Qu'il fait bon, n'est-ce pas, d'entendre ces grands principes dans la bouche du Saint-Père ? Sans doute, il ne proclame que des principes ; il ne fait aucune application concrète. Mais il sera permis à l'Union Créditiste des Électeurs de constater avec satisfaction qu'elle n'est pas dans une mauvaise voie.
Créditiste, tu travailles actuellement à bâtir au sein du peuple une organisation appartenant au peuple lui-même ; non pas un parti, non pas un mouvement de politiciens, d'aspirants-députés, qui ne cherche qu'à envahir les parlements ; mais une grande union du peuple lui-même, en dehors des parlements. Tu veux qu'enfin le peuple surveille ses gouvernements et les force à tenir compte de la volonté commune, des aspirations conformes au bien commun.
Pendant que les partis politiques s'évertuent à gagner des élections par la manipulation de la foule, toi, tu t'appliques à former une élite de plus en plus considérable et de mieux en mieux éclairée, au sein de la multitude d'où tu la fais surgir.
Toi seul en Nouvelle-France, créditiste, tu travailles à rendre le peuple capable de censurer et corriger les actes de ses gouvernants. Toi seul, parce que ton organisation existe justement, non pas pour la conquête du pouvoir, mais pour la surveillance du pouvoir.
Corriger et censurer — par les pressions que tu fais, de concert avec ceux qui, comme toi, ont vu et compris la lumière.
Confier au peuple des garanties efficaces — cela ne veut pas dire lui faire des promesses électorales
et l'oublier ensuite sauf pour le taxer et le gendarmer. Des garanties efficaces pour surveiller et censurer ses gouvernants — ce sont des moyens pratiques pour rappeler aux gouvernants, à tue-tête s'il le faut, qu'ils existent pour servir le peuple. Et c'est cela que tu veux mettre en œuvre par ton organisation permanente des électeurs eux-mêmes. Nos représentants ne devront plus pouvoir dormir tranquilles tant que le peuple sera la victime d'exploiteurs d'hommes.
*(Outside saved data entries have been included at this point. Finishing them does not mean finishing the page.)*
PR #100, opened 2020-11-14
Mirror enclosure sides for lasercutting

dmadison:
This PR mirrors the left, right, and front enclosure pieces on the lasercut layout so that all outward faces of the design are facing 'up' when cut. This is useful when cutting asymmetric materials like Ponoko's matte black acrylic. 

#### Before:
sf-flat-pre-mirror

#### After:
sf-flat-post-mirror

The only change to the design itself is that the spool strut cut out of the right enclosure, which has not been mirrored along with the right side. This keeps it at the same orientation as the spool struts at the top, although it effectively mirrors it around the part's Y axis. This shouldn't impact the design's functionality.

### DIFF
--- a/3d/splitflap.scad
+++ b/3d/splitflap.scad
@@ -1022,17 +1022,16 @@ if (render_3d) {
     panel_height = enclosure_length + kerf_width + enclosure_length_right + kerf_width + enclosure_width + kerf_width + spool_strut_width + kerf_width;
     projection_renderer(render_index=render_index, render_etch=render_etch, kerf_width=kerf_width, panel_height=panel_height, panel_horizontal=panel_horizontal, panel_vertical=panel_vertical) {
         // Main enclosure (left, right, front)
-        mirror([1, 0, 0]) {
+        mirror([1, 0, 0])
             translate([-enclosure_height, 0])
                 enclosure_left();
-
+        mirror([1, 0, 0])
             translate([-enclosure_height, enclosure_length + kerf_width])
                 enclosure_right();
-
+        mirror([1, 0, 0])
             translate([-enclosure_height, enclosure_length + kerf_width + enclosure_length_right + kerf_width + enclosure_width - enclosure_horizontal_inset])
                 rotate([0, 0, -90])
                     enclosure_front();
-        }
 
         // Top and bottom
         translate([enclosure_height + kerf_width + enclosure_length_right, enclosure_wall_to_wall_width + kerf_width])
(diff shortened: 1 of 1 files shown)


scottbez1:
This is great, but I think it will need to be an configurable option rather than directly changed.

As I recall, Ponoko cuts MDF with adhesive just on the back side (which gets cut along with the MDF) and then they apply a full adhesive sheet on the top side **after the cut** to hold all the pieces together when removed from the laser cutter and during shipping -- this means that the bottom side avoids burn marks due to the protective film during cutting but the top side does not. The model was originally designed around this, so all "inner" faces are facing up and will get burn marks that can be hidden internally, while the "outer" faces remain clean.

It used to be that Ponoko would recommend placing a note during the order if you wanted the glossy side up while cutting matte acrylic, but it sounds like that's no longer an option? That does have the unfortunate side effect that even if the design is partially mirrored as you've done, it's no longer possible to have the engraving done on the glossy (inner) side of the bottom piece, so it will have to break the consistency of the other faces having the matte side out (or you could put the engraving on the outside).

dmadison:
I didn't realize that Ponoko doesn't use protective paper with MDF. All of my acrylic orders from them have had protective paper on both the top and bottom in addition to the adhesive sheet to keep all of the parts together. That seems like an oversight on their end...

Unfortunately it doesn't look like you can leave an order note or specify the engraving face, likely because orders are now grouped and panelized. Personally I don't mind the etching on the matte side, although if it's bothersome then a user can flip it over, swap the top and bottom pieces, or remove the etch altogether.

Do you suppose the option should mirror the entire 2D design instead of these specific parts? That would make it more obvious which version is which, and would be more future-proof than assuming that the other parts will stay symmetrical.

scottbez1:
I like the idea of mirroring the whole design for simplicity, but won't that mean that any text engravings become unreadable? The challenge is that the text is currently somewhat carefully placed to avoid certain features, so is maybe not so easy to have adapt automatically? (another option is to remove some or all of the text... I added it early on mostly just because I could, though I do like having the commit hash included. Another thing I was thinking about was actually _adding_ text to the parts to help with assembly, since all the inner faces are facing up, at least on the MDF, but of course that gets trickier if matte is always up for the acrylic now...)

So in general I think it would be an acceptable tradeoff to introduce the complexity of selectively mirroring just the front/left/right sides via an option.

dmadison:
All things considered I think adding the option to mirror the whole design is going to be the way to go. It's more future-proof if later portions of the design stop being symmetrical, and it's also simpler to implement since the per-part offsets won't change between the mirrored and non-mirrored versions.

I wouldn't worry too much about the etched text being mirrored. The existing text is easy enough to mirror so it's not backwards, but if other labels start being added they won't work on a mirrored version of the design anyway since they'll be on the outside faces.

I'll submit those changes as a separate PR and close this one, as the differences between the two are significant.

Créditistes, l'Union des Électeurs est la plus belle garantie de liberté et de paix que le peuple puisse désirer. Aime-la bien. Et pour la rendre de plus en plus efficace, travaille à la grossir sans cesse ; personne ne le fera, si ce n'est toi-même. C'est toi, par la lumière que tu portes, le grand responsable du salut de la Nouvelle-France.